– Все. Все. Все. Хайди, ш-ш-ш, – повторяла она снова и снова.

Бернадетт попыталась дать ей мармеладку, но мама и знать ничего не хотела.

– Все. Все. Все. Хайди, ш-ш-ш…

– Почему она так себя ведет? – спросила я.

Бернадетт понаблюдала за ней с минуту, а затем ее взгляд стал понимающим и печальным. Она подошла к маме и мягко сказала ей:

– Цветочек, дай мне, пожалуйста, малышку. Так с ней ничего не случится. Можно, я у тебя ее возьму?

– Какая малышка? – удивилась я. – Ты чего, Берни?

– Отдай мне малышку, – снова сказала она маме. – Дай мне Хайди, цветочек.

Мама перестала ходить по кругу. Тяжело дыша, она медленно протянула обе руки Бернадетт, которая взяла у нее невидимого младенца. Как только она это сделала, мама ушла на кухню и улеглась на пол. Она свернулась калачиком и закрыла глаза.

– Что происходит? – спросила я Бернадетт.

– Мне кажется, твоя мама что-то вспомнила, – сказала она.

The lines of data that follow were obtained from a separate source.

PR #2859, opened 2026-08-26
Native particle MCMC (SMC/PG), revised: dropping AdvancedPS

### LINKED ISSUE #6: Parallel Sequential Monte Carlo

### LINKED ISSUE #39: Storing statistics on the particle weights

### LINKED ISSUE #110: Carefully handle splitting of RNG seeds

### LINKED ISSUE #2781: StableRNG is not stable with SMC/PG across Julia versions

yebai:
`SMC` and `PG`/`CSMC` now run directly on Libtask and DynamicPPL. Resamplers are
types, stratified by default; conditional sweeps draw ancestors multinomially.
Philox seeding makes draws reproducible across Julia versions. Chains carry
`log_normalizing_constant`. Roughly twice as quick as `main`, allocating half.

Builds on #2848. Supersedes #2853.

Fix #2781
Fix TuringLang/AdvancedPS.jl#110
Fix TuringLang/AdvancedPS.jl#39
Fix TuringLang/AdvancedPS.jl#6
Close #2848. Close #2853.


sunxd3 (approved):
The core logic looks good to me.

Agent found two minor issues I think worth a second look. They are unlikely to impact user too much though.
Here are the MWEs.

```julia
using Turing, Distributions, StableRNGs, Test

@model function constrained_posterior()
    x ~ Normal()
    @addlogprob! (; logprior = x >= 0 ? 0.0 : -Inf)
    0.0 ~ Normal(x, 1)
end

smc = sample(
    StableRNG(1), constrained_posterior(), SMC(), 1_000; progress=false
)
pg = sample(
    StableRNG(1), constrained_posterior(), PG(10), 200; progress=false
)

for chain in (smc, pg)
    xs = vec(collect(chain[:x]))
    logjoints = vec(collect(chain[:logjoint]))

    @show count(x -> x < 0, xs)
    @test all(x -> x >= 0, xs)
    @test all(i -> xs[i] >= 0 || logjoints[i] != -Inf, eachindex(xs))
end
```

```julia
SMC: 507 / 1000 negative draws
PG:   95 / 200 negative draws
```

`logprior` didn't affect particle weight (`loglikelihood` is fine otherwise)

---

```julia
using Turing, Distributions, MCMCChains, StableRNGs, Test

@model function one_observation()
    x ~ Normal()
    0.0 ~ Normal(x, 1)
end

chain = sample(
    StableRNG(1),
    one_observation(),
    SMC(),
    32;
    chain_type=MCMCChains.Chains,
    progress=false,
)

ess = vec(collect(chain[:ess_per_step]))

@show names(chain, :internals)
@show ess
@test any(x -> !ismissing(x), ess)
```

```julia
names(chain, :internals) =
[:log_normalizing_constant, :ess_per_step,
 :logprior, :loglikelihood, :logjoint]

ess =
Union{Missing, Float64}[missing, missing, ..., missing]
```
agent explained that this is because [`ess_per_step` ](https://github.com/TuringLang/Turing.jl/blob/90053807b0e7af8ef047d260a8df102387f6588e/src/mcmc/particle_mcmc.jl#L718-L724)being vector [will be replaced by `missing` ](https://github.com/TuringLang/DynamicPPL.jl/blob/66a5b73b01658d8bc17396ea211417b1824ee09b/ext/DynamicPPLMCMCChainsExt.jl#L22-L31)

yebai:
Thanks, @sunxd3 -- both fixed.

– Ты сказала «дай мне Хайди». Мама вспомнила меня?

– Не знаю, золотко.

Затем мама сказала что-то, что мы не расслышали. Я опустилась на пол с ней рядом и наклонилась к ней, поглаживая ее волосы.

– Что такое, мама? – прошептала я. – Что ты вспомнила?

– Сооф, – прошептала она еле слышно, – сооф.

Как узнать, что человек что-то вспомнил, если он не может рассказать о своих воспоминаниях? Мама помнила многое из прошедшего дня – как заваривать чай, где лежит ее зубная щетка, как открывать консервные банки, – но помнила ли она свое прошлое? Свою мать? День, когда я родилась? Моего отца? Может, все эти воспоминания хранились, как картинки, в ее голове, но у нее не было слов, чтобы описать их? Или, может, в боку ее сломанной машины зияла дыра и все воспоминания выпадали через нее, как карамельки, закатываясь в темные углы или под кровать, где терялись в пыли? Все, кроме одной. Одно из воспоминаний было таким важным, что мама не отпускала его и называла особенным словом, которое помогало ей не забыть, – «сооф».

Я размышляла об этом слове часами, и все ответы на мои вопросы тянулись за ним, как хвост воздушного змея. Я представляла, что стою на земле, держа моток бечевки, а это слово парит, танцуя и подпрыгивая, высоко в безоблачном небе.

Но одна только мама знала, что оно значит. И она никому не рассказывала.

– Что такое «сооф»? – спрашивала я у нее шепотом, сидя на краешке кровати и поглаживая ее по спине. Я надеялась, что ответ выскользнет с ее губ на подушку, когда она закрывала глаза и расслаблялась от моих поглаживаний.

Иногда я садилась рядом с ней на диван, открывала журнал и показывала ей картинки с младенцем, собакой или машиной.

– Где тут «сооф», мама? Это «сооф»? А это?

Мама улыбалась своей милой, широкой улыбкой и гладила мою коленку – как всегда, когда я была с ней рядом.

– Чай, Хайди? – говорила она. – Чай?

Если бы на ее месте был кто-то другой, я подумала бы, что, предлагая мне чай, он пытается сменить тему разговора, избегая ответа на мой вопрос. Так же, как Зандер, предложивший показать бородавку у него на ноге, когда я захотела посмотреть на медали, которые, по его словам, дали его отцу, воевавшему во Вьетнаме. Но я знала – мама просто не понимает, что я спрашиваю. Она видела, что мне что-то нужно, и не хотела меня расстраивать, так что предлагала то, что всегда могла мне дать, – чай. И я говорила:

– Конечно, мам, сделай мне чаю.

И она отвечала:

– Хорошо, Хайди. Чай.

И шла на кухню, чтобы приготовить две чашки «Липтона» – в белой чашке с золотым ободком для нее и в чашке с розами для меня, обе с тремя ложками сахара и капелькой молока, как ее научила Бернадетт.

Но и тысяча чашек маминого сладкого чая не могли утолить во мне жажду знать, что значило это слово.